Interpretation of results
The lower level of NADPH-dependent superoxide production from the urothelium in Nox1 knockout mice compared to that from their littermate controls shows that Nox-1 subtype deletion reduces the superoxide production and hence proves the contribution of Nox1 subtype to endogenous superoxide production in the urothelium. A similar change to the NADPH-dependent superoxide production from the urothelium in Nox2 knockout mice demonstrates that Nox2 deletion also attenuates NADPH-dependent superoxide generation and supports for Nox2 subtype contribution to endogenous superoxide production in the urothelium. These results uncover Nox1 and Nox2 subtypes as molecular basis for Nox-derived superoxide production in bladder urothelium and provide a rationale for targeting Nox1 and Nox2 to selectively reduce excessive ROS production and oxidative damage to the bladder.
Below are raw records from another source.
PR #983, opened 2022-08-22
Refactor PLP

angriman:
- Fix a potential bug in PLP (a variable was updated non-atomically in a parallel loop)
- Replace `std::map` with `std::unordered_map` because the order of the elements is not needed
- Minor stylistic changes

### DIFF
--- a/networkit/cpp/community/PLP.cpp
+++ b/networkit/cpp/community/PLP.cpp
@@ -61,8 +61,7 @@ void PLP::run() {
      * iteration.
      */
 
-    std::vector<bool> activeNodes(z); // record if node must be processed
-    activeNodes.assign(z, true);
+    std::vector<bool> activeNodes(z, true); // record if node must be processed
 
     Aux::Timer runtime;
 
--- a/networkit/cpp/community/PLP.cpp
+++ b/networkit/cpp/community/PLP.cpp
@@ -42,8 +42,8 @@ void PLP::run() {
         updateThreshold = (count)(n / 1e5);
     }
 
-    count nUpdated; // number of nodes which have been updated in last iteration
-    nUpdated = n;   // all nodes have new labels -> first loop iteration runs
+    // number of nodes which have been updated in last iteration
+    count nUpdated = n; // all nodes have new labels -> first loop iteration runs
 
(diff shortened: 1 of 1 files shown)


fabratu:
Since the remaining errors occur on Windows, do you need assistance in finding the error? I could check here locally.

angriman:
That would be helpful, I don't have much time to debug that error at the moment 😄 thank you!

fabratu:
Using different version of MSVC I could not reproduce the error locally. Also the failing does not take more time than expected. After increasing the log-level on the CI-run, it seems that a `bad alloc` is raised (full error: `unknown file: error: C++ exception with description "bad allocation" thrown in the test body.`).

SInce the run also takes ~45min I would suggest that the VM memory is indeed running out. For other non-MS based runners, there is no unproportinal increase in running time.

Bottom line: not sure why this happens, maybe related to allocating memory for the `unordered_map` during the loop.

fabratu:
Hm, not sure what changed code-wise, but the error still remains the same (timeout on Windows machines). If the `std::unordered_map` is the culprit here, I found an older SO-post which might give some hints (if still applicable): https://stackoverflow.com/questions/39313820/stdunordered-map-does-not-release-memory

It is more about `erase/reset` then temporary objects, but maybe the mentioned memory deallocation of pages has some influence. Their [current STL-implementation](https://github.com/microsoft/STL/blob/2f8342a3a57fb157d881c6a2d42a917d20e413f8/stl/inc/unordered_map) of `unordered_map` seems to have changed with respect to the SO-post, since currently they use a bidirectional linked list instead of vectors (if I read it correctly). You could try to build with C++13 for MSVC and see whether this changes something. Another way would be to reuse the datastructure and call reset at the end of each loop-run.

angriman:
Seems ok now. I just replaced the `[]` operator with `find`. I still don't get why `[]` did not work.

fabratu:
> Seems ok now. I just replaced the `[]` operator with `find`. I still don't get why `[]` did not work.

Good question, at least the `unordered_map` was somehow related to the error. LGTM.

fabratu (approved):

The ability to augment NADPH-dependent superoxide generation by the three pathologically important inflammatory mediators, which are encountered in bladder pathologies and involve bladder outflow obstruction, bladder hypertrophy, tissue ischemia, bladder sensation and bladder pain, suggests the wide pathological implications of Nox-derived superoxide production in the urothelium and bladder. The consistent stimulatory effect of these mediators on urothelial ATP release consolidates the functional relevance of these findings. Thus Nox-derived ROS generating machinery in the bladder serves as a downstream cellular pathway whereby inflammatory mediators amplify inflammatory actions through further ROS generation and oxidative damage.